PR #467, opened 2021-07-06
Update documentation

Riksu9000:
Fix some typos and remove some spaces.
Update readme. Removed mention of the Motion app as the app seems more like a debugging feature than something that people will use.


JF002:
Thanks :+1:

PR #468, opened 2021-07-06
PineTimeStyle step gauge bugfix

kieranc:
The step gauge seems to have issues if the range is over 100, so this change sets the gauge range to 100 and calculates the step count as a percentage of the step goal to show progress.

Edit for a bit more context. Previously I was scaling the step gauge by adjusting the range, so a step goal of 13000 would make the range of the gauge 0-130, which resulted in only 9 divisions appearing. I'm not sure why this happened, but this fix changes the approach by setting the gauge range to 0-100 always, then calculating the needle position/progress as a percentage of the step goal.


JF002:
Thanks!

PR #469, opened 2021-07-07
Make firmware updating more foolproof

### LINKED ISSUE #316: Bug: Repeatable firmware update failure in 1.0
Similar to that reported in #295, I have been able to repeatedly b0rk OTA updates with multiple pinetimes... 

Steps:
* Initiate the update
* Whilst updating, press the button to clear the firmware update progress screen.
* Short press the button to turn off the display
* Update progress almost immediately stops on the phone side, and approximately eight seconds later the watch will reboot (watchdog?). 

Perhaps the SPI flash is being switched off?

Two videos showing the bug in action. The second one I deliberately put off turning the display off, going into the menu somewhat, just to show that the update was still progressing without issue, and then turned the display. Unfortunately I stopped the video almost exactly as the watchdog fired, but it did reboot the pinetime without issue. 

https://youtu.be/T0CmH48ZbJU

https://youtu.be/bPcaRPkWoZc

Riksu9000:
Made the firmware update screen not exitable by the user. The screen closes automatically if an error occurs.
Added precautions to make sure the device doesn't sleep during firmware update.
Fixed bugs like State not resetting on error, and BleFirmwareUpdateFinished message being pushed before the Validated state was set.
Fixes #316

### DIFF
--- a/src/displayapp/DisplayApp.cpp
+++ b/src/displayapp/DisplayApp.cpp
@@ -180,9 +180,13 @@ void DisplayApp::Refresh() {
         }
         break;
       case Messages::TouchEvent: {
-        if (state != States::Running)
+        if (state != States::Running) {
           break;
+        }
         auto gesture = OnTouchEvent();
+        if (gesture == TouchEvents::None) {
+          break;
+        }
         if (!currentScreen->OnTouchEvent(gesture)) {
           if (currentApp == Apps::Clock) {
             switch (gesture) {
--- a/src/displayapp/DisplayApp.cpp
+++ b/src/displayapp/DisplayApp.cpp
@@ -141,9 +141,6 @@ void DisplayApp::Refresh() {
   if (messageReceived) {
     switch (msg) {
       case Messages::GoToSleep:
-        if (bleController.IsFirmwareUpdating()) {
-          break;
-        }
         brightnessController.Backup();
         while (brightnessController.Level() != Controllers::BrightnessController::Levels::Off) {
           brightnessController.Lower();
--- a/src/displayapp/DisplayApp.cpp
+++ b/src/displayapp/DisplayApp.cpp
@@ -132,6 +132,9 @@ void DisplayApp::Refresh() {
   if (xQueueReceive(msgQueue, &msg, queueTimeout)) {
     switch (msg) {
       case Messages::GoToSleep:
+        if (bleController.IsFirmwareUpdating()) {
+          break;
+        }
         brightnessController.Backup();
         while (brightnessController.Level() != Controllers::BrightnessController::Levels::Off) {
           brightnessController.Lower();
@@ -277,6 +280,7 @@ void DisplayApp::LoadApp(Apps app, DisplayApp::FullRefreshDirections direction) 
       break;
     case Apps::FirmwareUpdate:
       currentScreen = std::make_unique<Screens::FirmwareUpdate>(this, bleController);
+      ReturnApp(Apps::Clock, FullRefreshDirections::Down, TouchEvents::None);
       break;
 
     case Apps::Notifications:
--- a/src/displayapp/screens/FirmwareUpdate.cpp
+++ b/src/displayapp/screens/FirmwareUpdate.cpp
@@ -5,21 +5,6 @@
 
 using namespace Pinetime::Applications::Screens;
 
-namespace {
-  // Copied from StopWatch.cpp
-  TickType_t calculateDelta(const TickType_t startTime, const TickType_t currentTime) {
-    TickType_t delta = 0;
-    // Take care of overflow
-    if (startTime > currentTime) {
-      delta = 0xffffffff - startTime;
-      delta += (currentTime + 1);
-    } else {
-      delta = currentTime - startTime;
-    }
-    return delta;
-  }
-}
-
 FirmwareUpdate::FirmwareUpdate(Pinetime::Applications::DisplayApp* app, Pinetime::Controllers::Ble& bleController)
   : Screen(app), bleController {bleController} {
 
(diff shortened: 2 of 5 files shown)


src/displayapp/screens/FirmwareUpdate.cpp
```diff
@@ -78,4 +94,9 @@ void FirmwareUpdate::UpdateValidated() {
 void FirmwareUpdate::UpdateError() {
   lv_label_set_recolor(percentLabel, true);
   lv_label_set_text(percentLabel, "#ff0000 Error!#");
+  startTime = xTaskGetTickCount();
+}
+
+bool FirmwareUpdate::OnButtonPushed() {
```
JF002, line 100: It is still possible to exit the app by swiping up and down. I think you can prevent that by overriding `bool Screen::OnTouchEvent(Pinetime::Applications::TouchEvents)`:

```
bool FirmwareUpdate::OnTouchEvent(Pinetime::Applications::TouchEvents) {
  return true;
}
```

src/displayapp/DisplayApp.cpp
```diff
@@ -141,6 +141,9 @@ void DisplayApp::Refresh() {
   if (messageReceived) {
     switch (msg) {
       case Messages::GoToSleep:
+        if (bleController.IsFirmwareUpdating()) {
```
JF002, line 144: This extra precaution should not be necessary, as DfuService sends the message `Messages::BleFirmwareUpdateStarted` to SystemTask when it's starting the update procedure. 
When receiving this message, SystemTask sets the flag `doNotGoToSleep` to true so that it doesn't go to sleep until it receives the message `Messages::BleFirmwareUpdateFinished`.

Unless there's a weakness in this implementation?

JF002 (commented):
Thanks for this PR! I've just tested the code, the only thing I would add is this small change to prevent the user from closing the app with a swipe on the display.

I've even been able to restart an OTA after a failed one, which was not working previously, awesome :+1 !

src/displayapp/DisplayApp.cpp
Riksu9000: Some apps enable sleep on exit. If the firmware update is started while an app like this is running, the watch will go to sleep during the update. If this was fixed, then the check probably won't be needed. I didn't intend on this to be just a workaround for that though but just extra protection for any future changes.

src/displayapp/screens/FirmwareUpdate.cpp
Riksu9000: It shouldn't be possible to exit because the return gesture is set to `TouchEvents::None`, but maybe it actually processes the None event which allows the app to exit. I'd rather fix this by adding a new check before loading the return app which would be `returnTouchEvent != TouchEvents::None`

JF002: Right! But when I tested it, it was still possible to close the app by swiping...
I think you need to add ` ReturnApp(Apps::Clock, FullRefreshDirections::Down, TouchEvents::None);` in the case `case Messages::BleFirmwareUpdateStarted:` of the eventloop of DisplayApp (line220), then.

src/displayapp/DisplayApp.cpp
JF002: Mhm ok, I see what you mean : DfuService sends the message, SystemTask receives it, set the flash `doNotGoToSleep` to true and then sends a message to DisplayApp that closes the current app and open the FirmwareUpdate app.
If the app that was running re-enable sleep, the firmware update app will go to sleep after the timeout, yes.

So yes, this is an easy workaround, but I was thinking : shouldn't we send the message 'disable sleep' from the firmware update app ? This way, sleep mode will be disabled/enabled in the correct order. What do you think?

Riksu9000: I thought about that, but the reason I didn't do it was because the app isn't actually responsible for the update.

Maybe this check should instead be in systemtask message EnableSleeping?
```
case Messages::EnableSleeping:
  if (!bleController.IsFirmwareUpdating()) {
    doNotGoToSleep = false;
  }
  break;
```

src/displayapp/screens/FirmwareUpdate.cpp
Riksu9000: I added this check to TouchEvent message to make sure that TouchEvents::None isn't processed in any way. Before this I got the app to exit just before the update was finished, but couldn't get it after this.
```
if (gesture == TouchEvents::None) {
  break;
}
```

ReturnApp() shouldn't be needed in BleFirmwareUpdateStarted message because it already gets run inside LoadApp()

src/displayapp/DisplayApp.cpp
JF002: Well, sleeping can be considered as mostly a UI think... But sleep also means that the SPI memory will also be put to sleep, and it'll make the OTA fail so... it's not that simple, indeed.
Yes, we can also put this check the EnableSleeping, I don't know which one would be the best...

src/displayapp/screens/FirmwareUpdate.cpp
JF002: You are right... Ok, I don't know what I did wrong... I'm sure I managed to close the update app with a swipe, but I cannot reproduce it anymore...

Riksu9000: Most likely the swipe gesture was what generated the TouchEvent message, but by the time displayapp read it, it had already changed to None in the touchscreen driver. The firmware update slows down processing, which probably added enough delay for this to happen.

src/displayapp/DisplayApp.cpp
Riksu9000: I made the change I proposed as it addresses the existing issue more directly.

JF002: Looks good to me, thanks! So this PR is ready to be merged?

Riksu9000: Yep, should be fine.

Issue #2012, opened 2024-02-11
Watch freezes after some notifications


everypizza1:
### Verification

- [X] I searched for similar bug reports (including closed issues) and found none was relevant.

### What happened?

I received a notification and the touch screen froze for about 1 minute

### Reproduction steps

It doesn't consistently happen, but some things I've noticed:
* Only happens on notifications with emoji or with text in non-English languages.
* Only affects touchscreen, notification still scrolls.

### More details?

Only seems to affect notifications from YouTube for live streams and foreign language notifications from apps like holoplus.foregin

### Version

v1.14

### Companion app

Gadgetbridge 0.78.0

minacode:
InfiniTime does not support all characters. Gadgetbridge might handle this somehow, but I don't know how for sure. 

1. Do you have an example of a notification that causes the bug? 
2. Is there a way to find out what text Gadgetbridge is actually sending to the watch?

everypizza1:
One almost certain way that it's triggered is when someone I have subscribed to does a YouTube livestream. Gadgetbridge seems to be sending the notifications from YouTube with :red_circle: to replace the 🔴 in the notification. I don't have any notifications currently on the watch, but this is one from my notification history that caused it:
[Image]

(I did this through email so it might not work)


________________________________

sbe-arg:
I'm noticing this as well. Specially with emoji notifications from whatsapp and signal.

Also using gadgetbridge.

minacode:
Have you tried other companion apps?

FintasticMan:
Could you try finding a reproducable case by trying it out in GadgetBridge's Debug menu? That allows you to send test notifications.

sbe-arg:
> Could you try finding a reproducable case by trying it out in GadgetBridge's Debug menu? That allows you to send test notifications.

Been trying to reproduce it without any luck a message that might lag when coming from the app not necessarily lags when triggered via debug.

But ill keep checking

everypizza1:
I also can't reproduce it in Gadgetbridge.


________________________________

everypizza1:
I also can't reproduce this in Gadgetbridge.
________________________________

everypizza1:
Just happened again with this notification:
![Screenshot_20240216-070543.jpg](https://github.com/InfiniTimeOrg/InfiniTime/assets/82726593/aa94084b-345b-408d-9666-b786be4456f2)

minacode:
This was with Gadgedbridge? 
[...]

Issue #1790, opened 2023-07-02
Battery rapidly draining


segaretroboy:
### Verification

- [X] I searched for similar bug reports and found none was relevant.

### What happened?

I went to bed with the watch near half charged, woke up with no charge.

### What should happen instead?

I was expecting the watch to make it through the night.

### Reproduction steps

I have no idea how this happened.

### More details?

Gadgetbridge shows the battery dropped rapidly at around 5:30AM

![Screenshot_2023-07-02-16-35-36-50_4c96f65cafca1cafb769ce6b564b6184](https://github.com/InfiniTimeOrg/InfiniTime/assets/20261168/e646bb18-cb2e-4ba9-a7ed-e787ff9b8ff2)
![Screenshot_2023-07-02-16-35-31-66_4c96f65cafca1cafb769ce6b564b6184](https://github.com/InfiniTimeOrg/InfiniTime/assets/20261168/760de062-207e-4f82-a644-f07e36b6d6ea)

### Version

V1.13

### Companion app

GadgetBridge 0.74.0

steinhmor:
Same problem here. With the Update to 1.13 my battery only last half a day compared to 3,5 days before the update.
![Screenshot_20230704-213946](https://github.com/InfiniTimeOrg/InfiniTime/assets/11630531/48b8b4b7-f00a-437e-b98c-5779bf75b42d)

FintasticMan:
I think these are different issues. I think @segaretroboy's issue is somehow caused by a bug causing some component (like the display) to stay on when it should turn off.

I think that @steinhmor's issue is something else, but I'm not sure what. Could you tell me what features you've enabled (such as heart rate, raise to wake etc.) and what your display timeout is set to? I personally got just under a week of usage before the changes in 1.13, and get over 2 weeks with those changes, so it's really surprising to see such short battery life.

segaretroboy:
@FintasticMan I think you are correct on my issue, that was my suspicion but unfortunately I couldn't tell which it was since it happened overnight, the watch was acting normal the night prior. 
When I took it off the screen kept trying to turn on and I had to fiddle with the button, but it didn't come back on before I walked away from it after setting it down so that was probably unrelated. The watch has been acting normal since this as well.
[...]

PR #2109, opened 2024-08-23
SystemTask state refactor

mark9064:
Currently SystemTask is somewhat fragile to duplicate state transitions and unusual state transition message orders. Most notably this can cause it to get stuck in `GoingToSleep` in some scenarios.

This PR introduces GoToSleep() and changes GoToRunning() as immediately executable functions. The guarantee that state transitions happen immediately reduces complexity when it comes to ensuring the device is awake for events such as Chimes 

Fixes part of #1790 #2012 (there may be other issues contributing to these, but this is probably part of it)

### DIFF
--- a/src/components/ble/DfuService.cpp
+++ b/src/components/ble/DfuService.cpp
@@ -124,9 +124,11 @@ int DfuService::WritePacketHandler(uint16_t connectionHandle, os_mbuf* om) {
                    bootloaderSize,
                    applicationSize);
 
-      // wait until SystemTask has finished waking up all devices
-      while (systemTask.IsSleeping()) {
-        vTaskDelay(50); // 50ms
+      // Wait until SystemTask has disabled sleeping
+      // This isn't quite correct, as we don't actually know
+      // if BleFirmwareUpdateStarted has been received yet
+      while (!systemTask.IsSleepDisabled()) {
+        vTaskDelay(pdMS_TO_TICKS(5));
       }
 
       dfuImage.Erase();
--- a/src/components/ble/NimbleController.cpp
+++ b/src/components/ble/NimbleController.cpp
@@ -454,9 +454,15 @@ void NimbleController::PersistBond(struct ble_gap_conn_desc& desc) {
     /* Wakeup Spi and SpiNorFlash before accessing the file system
      * This should be fixed in the FS driver
      */
-    systemTask.PushMessage(Pinetime::System::Messages::GoToRunning);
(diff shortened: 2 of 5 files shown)


src/components/ble/DfuService.cpp
```diff
@@ -124,9 +124,11 @@ int DfuService::WritePacketHandler(uint16_t connectionHandle, os_mbuf* om) {
                    bootloaderSize,
                    applicationSize);
 
-      // wait until SystemTask has finished waking up all devices
-      while (systemTask.IsSleeping()) {
-        vTaskDelay(50); // 50ms
+      // Wait until SystemTask has disabled sleeping
+      // This isn't quite correct, as we don't actually know
```
JF002, line 128: I'm a bit worried about this comment. 
IIRC this "wait" loop is needed to ensure that the peripherals needed for DFU (the SPI flash, mainly) are awake and ready. If this is not the case, the DFU could fail which would prevent users from upgrading their watch.

JF002 (commented):
A documentation of the states of SystemTask (a state diagram for example) would probably be helpful to understand this PR and for future us. This might be not blocking for this PR, but this would be a really nice addition for developers and contributors ;-)

src/components/ble/DfuService.cpp
mark9064: It's equivalent to the current implementation in terms of correctness, actually a little better as it checks specifically whether sleeping is disabled rather than whether the device is awake. The comment exists because it is possible for something else to disable sleeping, pass this check in DfuService, something else to enable sleeping and sleep being entered before SystemTask actually processes the DisableSleeping message from DFUService. It's an extremely unlikely race condition, and there is pretty much nothing we can do about it unless we have some way to check with SystemTask that the DisableSleeping message from DFU has been received (rather than from any other task)

I'm open to some kind of "transactional wakelock" where you can wait for the system task to approve your wakelock request before continuing. But the implementation sounds tricky

JF002: I understand that this is not "worse" than before, so that's fine for me ;-)
Yeah, this "disable sleep" feature is much more complex than I originally expected!

mark9064:
I'm pretty terrible at graphics but I'll give it a go!

JF002 (approved):

NeroBurner:
Updating InfiniSim to support the newly used function `uxQueueMessagesWaiting` https://github.com/InfiniTimeOrg/InfiniSim/pull/151

NeroBurner (approved):
Everything looking sound

PR #2120, opened 2024-09-08
Step counter history added

Hunman:
I changed the MotionController to remember the past N (currently 2) day's step counter history after the midnight reset. And I also changed the Steps screen to display (and update) yesterday's step count in addition to today's.

I didn't feel comfortable changing the return type of `MotionService::NbSteps()` yet without feedback, instead I wrote a new method to return the whole history.

**I've tested this only using InfiniSim, testing with devkits would be welcome!**

In the future I would like to increase the history size from 2 to 7 and transfer the whole history to the companion applications, but I haven't really looked into how bluetooth communication or "API"s work, so feedback would be most appreciated!


minacode:
Nice! You should be able to test this on your sealed watch without problems. As long as you don't verify the firmware, a reboot will be enough to get it back to working. And if you do verify it, a force reboot into the backup firmware still enables you to install another firmware.

src/components/motion/MotionController.cpp
```diff
@@ -35,8 +36,13 @@ namespace {
   }
 }
 
-void MotionController::Update(int16_t x, int16_t y, int16_t z, uint32_t nbSteps) {
-  if (this->nbSteps != nbSteps && service != nullptr) {
+void MotionController::AdvanceDay() {
+  --nbSteps;           // Higher index = further in the past
+  nbSteps[today] = -1; // Ensure that the `this->nbSteps[today] != nbSteps` condition in `Update()` will be FALSE
```
mark9064, line 41: I think it'd be better to assign zero here and do service->OnNewStepCount() inside this function. Reasoning about -1 applied to an unsigned int is complex and so is reasoning about the delta steps calculation

src/components/motion/MotionController.h
```diff
@@ -18,7 +19,17 @@ namespace Pinetime {
         BMA425,
       };
 
-      void Update(int16_t x, int16_t y, int16_t z, uint32_t nbSteps);
+      enum Days {
+        today = 0,
```
mark9064, line 23: Enum members should be capitalised

src/components/motion/MotionController.h
```diff
@@ -18,7 +19,17 @@ namespace Pinetime {
...
+        yesterday = 1,
+      };
+
+      using step_t = uint32_t;
```
mark9064, line 27: I'm really split on this one. On one hand it's nice to have this as a type. On the other, I can't see this type ever being changed (nobody is ever gonna exceed 4 billion steps in a day :P) and it is slower to read and more verbose than `uint32_t`. Also IIRC C++ still will allow using `step_t` and `uint32_t` interchangeably right? (and perhaps any larger/smaller integer type depending on the context). If that's true then we don't get any safety benefits either

src/components/motion/MotionController.h
```diff
@@ -32,15 +43,19 @@ namespace Pinetime {
         return zHistory[0];
       }
 
-      uint32_t NbSteps() const {
+      step_t NbSteps() const {
```
mark9064, line 46: I think it'd be better if NbSteps took a member of Days as an argument  (as you suggest actually)
The step counter history method is still needed though if you plan on exposing this over BLE

src/systemtask/SystemTask.cpp
```diff
@@ -440,6 +440,7 @@ void SystemTask::UpdateMotion() {
 
   if (stepCounterMustBeReset) {
     motionSensor.ResetStepCounter();
+    motionController.AdvanceDay();
```
mark9064, line 443: Can I suggest removing `stepCounterMustBeReset` and the associated message as they aren't needed anymore (I2C is never slept)? This would cause the step count handling to be done immediately when a new day starts. It's a little out of scope for this PR technically but it needs to be refactored anyway and I reckon now is a sensible time to do it

mark9064 (commented):
Cool feature, looking good :) haven't tried it yet on my PT yet but hopefully will soon

src/components/motion/MotionController.cpp
Hunman: Done

src/components/motion/MotionController.h
Hunman: Done

src/components/motion/MotionController.h
Hunman: Done

I've set `Today` as default parameter.

Should I revert most of the changes to `Steps.cpp`, where I'm storing a const reference to `nbSteps`?

src/components/motion/MotionController.h
Hunman: I was torn when I wrote this too :D

Yeah, it is unlikely to change, since the hardware returns a `uint32_t` through `bma423_step_counter_output()` and since it's an alias, `step_t` is completely interchangeable with `uint32_t`, so having this does not make the code any safer or faster.

But on the other hand, it is more verbose, potentially making the code easier to read (at least for me) that this function returns or expects a type in which steps are stored (even though the function/parameter name should be enough), much like how `size_t` is used for most if not all functions where a container size is used.

At least that was my rationale when I wrote this, but I can change it back to `uint32_t` if needed (or move it out of the `MotionController` class).

src/systemtask/SystemTask.cpp
Hunman: It indeed sounds a bit out of scope

I can open a pull request only with this after this one if that's alright

mark9064: No worries, I'll get round to it

src/components/motion/MotionController.h
mark9064: I would personally as I think calling NbSteps() is a bit clearer than using the buffer reference

src/displayapp/screens/Steps.h
```diff
@@ -32,12 +32,15 @@ namespace Pinetime {
...
 
         lv_obj_t* lSteps;
+        lv_obj_t* lStepsYesterday;
         lv_obj_t* stepsArc;
         lv_obj_t* resetBtn;
         lv_obj_t* resetButtonLabel;
         lv_obj_t* tripLabel;
 
-        uint32_t stepsCount;
+        const char* yesterdayStr;
```
mark9064, line 41: Could yesterdayStr be a constant?
If that's fine, you could stick it in an anonymous namespace in the implementation as `constexpr const char *` (I think!) and then it will live in just flash rather than flash and RAM

src/components/motion/MotionController.h
mark9064: I think when it come verboseness the advantage I see is instead of having to reference `Controllers::MotionController::step_t` instead of `uint32_t`. To me that's easier to read, with the operations available on the type being clearer rather than having to look it up and go "oh, it's just an unsigned int, right". But your point about the semantics of the variable being clearer is fair.

I don't know, maybe someone else will have an opinion? I don't strongly oppose it either way

src/displayapp/screens/Steps.h
Hunman: In theory that's how it should work right now too, because I'm not copying the string, just taking the address of a string literal (that's why I don't need to free it either)

Unless I'm misunderstanding something

mark9064: It doesn't matter here too much as it's heap memory rather than stack, but you can avoid storing the pointer at all by effectively inlining the constant

src/components/motion/MotionController.h
minacode: It's just a count, right? Maybe keep it simple. I don't see, what problem would be solved, or is there any critical code, where confusion must not happen (e.g. temperature, where we handle values with different units)?

Hunman: Yeah, it's just a counter, I just didn't feel important to know the real underlying type everywhere in the code.

Even **if** `step_t` makes sense, it definitely shouldn't be defined within `MotionController`, so I'm removing it

mark9064:
Sorry for the seemingly endless review! It's looking really good now, almost there

src/components/motion/MotionController.h
```diff
@@ -18,6 +18,16 @@ namespace Pinetime {
         BMA425,
       };
 
+      enum class Days : uint8_t {
+        Today = 0,
+        Yesterday,
+        Last,
+      };
+
+      static constexpr size_t stepHistorySize = static_cast<std::underlying_type_t<Days>>(Days::Last); // Store this many day's step counter
```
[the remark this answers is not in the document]
Hunman: Yeah, theoretically out of bounds. In practice the CircularBuffer handles it internally by doing modulo (`%`) operation on the size, so `Days::Last` would be just index 0 again.

While it **is** nice to refer to the days with `Today` and `Yesterday`, maybe having to name 5 more enum values is not that nice.

One option is that the `Days` enum can be removed altogether. Or alternatively it can remain with only `Today` and `Yesterday` values, and `NbSteps()` function could get an overload that expects a `uint8_t`.

Hunman:
It's alright, I'm actually enjoying this opportunity to "nerd out" with people on a project 😄

src/components/motion/MotionController.h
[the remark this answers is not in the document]
mark9064: That second option sounds good to me, that way we have a nice human readable enum while also allowing specifying a number of days ago for more flexible usage

tituscmd:
Very nice! Do you have any InfiniSim screenshots or pictures of it on a real watch?

Hunman:
Yes, I have some pictures both in InfiniSim and on the real watch

Nothing fancy, so far. If there's demand, I'm thinking about storing the past 7 or so days and displaying it in a table (like the tasks in the Settings > About menu's 4th screen).

Eventually I'd also like to tell companion applications the step history count, but I'll need to look more into how BLE communication works for that.

image
SAM_1147

src/components/motion/MotionController.h
```diff
@@ -67,9 +76,13 @@ namespace Pinetime {
       }
 
     private:
-      uint32_t nbSteps = 0;
+      Utility::CircularBuffer<uint32_t, stepHistorySize> nbSteps = {0};
       uint32_t currentTripSteps = 0;
 
+      uint32_t& NbStepsRef(Days day = Days::Today) {
```
mark9064: Having thought about this for a bit, I think this API of returning a mutable reference is a bit unexpected.

I think I'd prefer something more explicit along the lines of `SetSteps(Days day)`

WhyNotHugo:
Been testing this a while, work fine so far.

The halo which fills up as one approaches the goal is an unusual pick, especially for a square device.

The menu to check the amount of steps taken and configure the step goals seem very disconnected from one another—but I think that can be refined later and doesn't need to be a blocker for this patch.

mark9064 (commented):
Sorry it's taken ages for me to look at this

Looking really good :)

mark9064:
> Been testing this a while, work fine so far.
> 
> The halo which fills up as one approaches the goal is an unusual pick, especially for a square device.
> 
> The menu to check the amount of steps taken and configure the step goals seem very disconnected from one another—but I think that can be refined later and doesn't need to be a blocker for this patch.

Circular progress dial looks nice to me. Do you think a square dial would be better then?

Agreed on the app configuration. This is a broader problem in InfiniTime where app settings and apps themselves live in different places, and worse the settings pages are not modular while the apps are. More in #2314 (and probably other tracking issues I've forgotten)

This patch only concerns step history though, so I think your points are probably better addressed elsewhere :) Please do feel free to open new issues to track them (if there isn't a ticket already)

mark9064:
If you rebase this onto main and resolve the conflicts, I can trigger CI

src/displayapp/screens/Steps.h
```diff
@@ -32,11 +32,14 @@ namespace Pinetime {
         uint32_t currentTripSteps = 0;
 
         lv_obj_t* lSteps;
+        lv_obj_t* lStepsYesterday;
         lv_obj_t* stepsArc;
         lv_obj_t* resetBtn;
         lv_obj_t* resetButtonLabel;
         lv_obj_t* tripLabel;
 
+        static constexpr const char* yesterdayStr = "Yest: %5lu";
```
mark9064: This can move into the .cpp (use an anonymous namespace)

src/components/motion/MotionController.h
```diff
@@ -66,9 +75,17 @@ namespace Pinetime {
...
     private:
-      uint32_t nbSteps = 0;
+      Utility::CircularBuffer<uint32_t, stepHistorySize> nbSteps = {0};
       uint32_t currentTripSteps = 0;
 
+      void SetSteps(Days day, uint32_t steps) {
+        nbSteps[static_cast<std::underlying_type_t<Days>>(day)] = steps;
+      }
+
+      uint32_t GetSteps(Days day) const {
```
mark9064: Can this method be removed since `NbSteps` is the same?

Or maybe we should rename `NbSteps` to `GetSteps` instead?

Hunman: Yeah, those two really were the same, I removed `GetSteps`

Renaming `NbSteps` would have broken pretty much every single pull requests that involve watchfaces

src/displayapp/screens/Steps.h
Hunman: It has been banished to the cpp file into an anonymous namespace

src/displayapp/screens/Steps.cpp
```diff
@@ -33,13 +39,19 @@ Steps::Steps(Controllers::MotionController& motionController, Controllers::Setti
   lSteps = lv_label_create(lv_scr_act(), nullptr);
   lv_obj_set_style_local_text_color(lSteps, LV_LABEL_PART_MAIN, LV_STATE_DEFAULT, LV_COLOR_LIME);
   lv_obj_set_style_local_text_font(lSteps, LV_LABEL_PART_MAIN, LV_STATE_DEFAULT, &jetbrains_mono_42);
-  lv_label_set_text_fmt(lSteps, "%li", stepsCount);
+  lv_label_set_text_fmt(lSteps, "%lu", stepsCount);
```
NeroBurner, line 42: nice one finding a wrong formatter. it has always been unsigned. now it is right!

────────

# [What needs to be done]
Tell how many lines of the listing above contain "memory", giving the number alone.

# [Written answer]
2